# What is required
If a line in the entries contains the word "meaningless", list it.

[Collected data entries]
----

PR #4062, opened 2020-07-09
[webserver] Introduce mustache to simplify BE's website render

acelyc111:
cpp-mustache is a C++ implementation of a Mustache template engine
with support for RapidJSON, and in order to simplify RapidJSON object
building, we introduce class EasyJson from Apache Kudu.


acelyc111:
easy_json.{h,.cc} and easy_json-test.cpp are copied from Kudu repository, mustache.{h, cc} are copied from cpp-mustache repository.
Now BE's web site looks like:
image

morningman (commented):
Could you help to comment out the `logs/` entry? which is not implemented yet.

acelyc111:
> Could you help to comment out the `logs/` entry? which is not implemented yet.

@morningman I've updated to disable to show it on navigate bar.

morningman (approved):
LGTM

PR #4063, opened 2020-07-10
Support using B/K/KB/M/MB/G/GB/T/TB/P/PB as unit in  session variable exec_mem_limit

yangzhg:
#4064 Support using B/K/KB/M/MB/G/GB/T/TB/P/PB as unit in  session variable exec_mem_limit


morningman (approved):
LGTM

PR #18642, opened 2023-04-13
[bugfix](GEO)fix precision problem

LemonLiTree:
image
image
This is because S2LatLng and S2Point have different representations and the conversion is lossy.


LemonLiTree:
run buildall

Gabriel39 (approved):
LGTM

PR #18666, opened 2023-04-14
[Improve](fe)Use commons-lang3 uniformly and refactor PatternGenerator#generateTypePattern

CalvinKirs:
# Proposed changes

Issue Number: close #xxx

## Problem summary
`commons-lang `(1and2) is no longer maintained since 2011, and the official recommendation is `commons-lang3`, which can be smoothly upgraded to be compatible with `commons-lang`.
We use both dependencies in `fe`, which can be completely unified.

 `PatternGenerator#generateTypePattern `has many meaningless loops, and IntegerRange is introduced for, which is unnecessary. So I refactored it.

## Describe your changes.

- Use commons-lang3 uniformly
- Add the check that prohibits commons-lang in checkstyle 
- Refactor PatternGenerator#generateTypePattern to reduce meaningless method loops
## Checklist(Required)

## Further comments


CalvinKirs:
todo add UT

924060929:
run buildall

924060929:
The multiple loop in the PatternGenerator#generateTypePattern is for readability, this function will invoke in the compile time so is not the hot point.

Maybe we should use `java.util.stream.IntStream.range()` to replace it

CalvinKirs:
> The multiple loop in the PatternGenerator#generateTypePattern is for readability, this function will invoke in the compile time so is not the hot point.↳
I know, I just replace `IntegerRange`,but even with the current approach, I don't think it has increased the complexity of the code. right?
> 
> Maybe we should use `java.util.stream.IntStream.rangeClosed()` to replace the `IntRange`↳

924060929:
> I know, I just replace `IntegerRange`,but even with the current approach, I don't think it has increased the complexity of the code. right?

ok

CalvinKirs:
run buildall

morningman (approved):
LGTM

PR #18688, opened 2023-04-14
[fix](replica) Fix inconsistent replica id between FE and BE

platoneko:
The replica id is only sent to BE after Doris 1.2, while FE always has a replica id for each replica. However, due to some bugs, replica id of some tablets on BE was forgotten to be set or updated, and the inventory BE tablets before upgrading to 1.2 did not have a replica id (which means `replica_id` is 0), so they became inconsistent.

----

# Solution for this problem
 `PatternGenerator#generateTypePattern `has many meaningless loops, and IntegerRange is introduced for, which is unnecessary. So I refactored it.
- Refactor PatternGenerator#generateTypePattern to reduce meaningless method loops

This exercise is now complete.